ACTIVITY> Print the line that contains "krivard: Hah! Good" and every line that follows it in the data below, ending with the final line; include nothing else.

^^^^

PR #863, opened 2022-03-01
Fix bugs identified in staging tests

krivard:
While testing quidel deletions in staging, it became clear that we missed a few things in review...

**Prerequisites**:

- [x] Build is successful

### Summary

* add missing rowcount handling to `database.py:Database.delete_batch()`
* add missing rowcount-unsupported logic to `delete_batch.py:main()`
* add missing imports to `delete_batch.py`
* add missing argument to `delete_batch.py:handle_file()`
* add missing `time_type` logic to `delete_batch.py:handle_file()`
* add missing arguments to `handle_file()` call in `delete_batch.py:main()`

### DIFF
--- a/src/acquisition/covidcast/database.py
+++ b/src/acquisition/covidcast/database.py
@@ -342,7 +342,7 @@ SET `covidcast`.`is_latest_issue`=1;
       self._cursor.execute(fix_latest_issue_sql)
       self._connection.commit()
 
-      if total is None or total == -1:
+      if total == -1:
         # the SQL connector does not support returning number of rows affected (see PEP 249)
         total = None
     except Exception as e:
--- a/src/acquisition/covidcast/database.py
+++ b/src/acquisition/covidcast/database.py
@@ -326,6 +326,7 @@ SET `covidcast`.`is_latest_issue`=1;
 '''
 
     drop_tmp_table_sql = f'DROP TABLE {tmp_table_name}'
+    total = None
     try:
       self._cursor.execute(create_tmp_table_sql)
       self._cursor.execute(amend_tmp_table_sql)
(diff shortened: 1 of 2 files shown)


src/acquisition/covidcast/database.py
```diff
@@ -337,12 +338,18 @@ def delete_batch(self, cc_deletions):
         raise Exception(f"Bad deletions argument: need a filename or a list of tuples; got a {type(cc_deletions)}")
       self._cursor.execute(add_id_sql)
       self._cursor.execute(delete_sql)
+      total = self._cursor.rowcount
       self._cursor.execute(fix_latest_issue_sql)
       self._connection.commit()
+
+      if total is None or total == -1:
```
chinandrew, line 345: Isn't this `is None` condition redundant?

src/acquisition/covidcast/delete_batch.py
```diff
@@ -22,19 +23,21 @@ def get_argument_parser():
...
 
-def handle_file(deletion_file, database):
+def handle_file(deletion_file, database, logger):
     logger.info("Deleting from csv file", filename=deletion_file)
     rows = []
     with open(deletion_file) as f:
         for line in f:
-            rows.append(line.strip().split(","))
+            fields = line.strip().split(",")
+            if len(field) < 9: continue
```
chinandrew, line 32:
```suggestion
            if len(fields) < 9: continue
```
??

src/acquisition/covidcast/database.py
krivard: No; we want this block to run only when total is -1 or when total is None, and not when total is 0. 0 is a falsy value in Python.

src/acquisition/covidcast/delete_batch.py
krivard: thank you 🤦‍♀️

src/acquisition/covidcast/database.py
krivard: Hah! Good catch. This was pattern-replicating from
https://github.com/cmu-delphi/delphi-epidata/blob/442b3b9ff476c3a1d0c5fe13d16d91458a98624c/src/acquisition/covidcast/database.py#L236-L238

where `is None` is necessary to avoid the else clause... but we don't have one of those here, so it's purely vestigial.

```suggestion
      if total == -1:
```

chinandrew (approved):
:shipit: :shipit: :shipit:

^^^^

RESPONSE BELOW>
krivard: Hah! Good catch. This was pattern-replicating from
https://github.com/cmu-delphi/delphi-epidata/blob/442b3b9ff476c3a1d0c5fe13d16d91458a98624c/src/acquisition/covidcast/database.py#L236-L238

where `is None` is necessary to avoid the else clause... but we don't have one of those here, so it's purely vestigial.

```suggestion
      if total == -1:
```

chinandrew (approved):
:shipit: :shipit: :shipit:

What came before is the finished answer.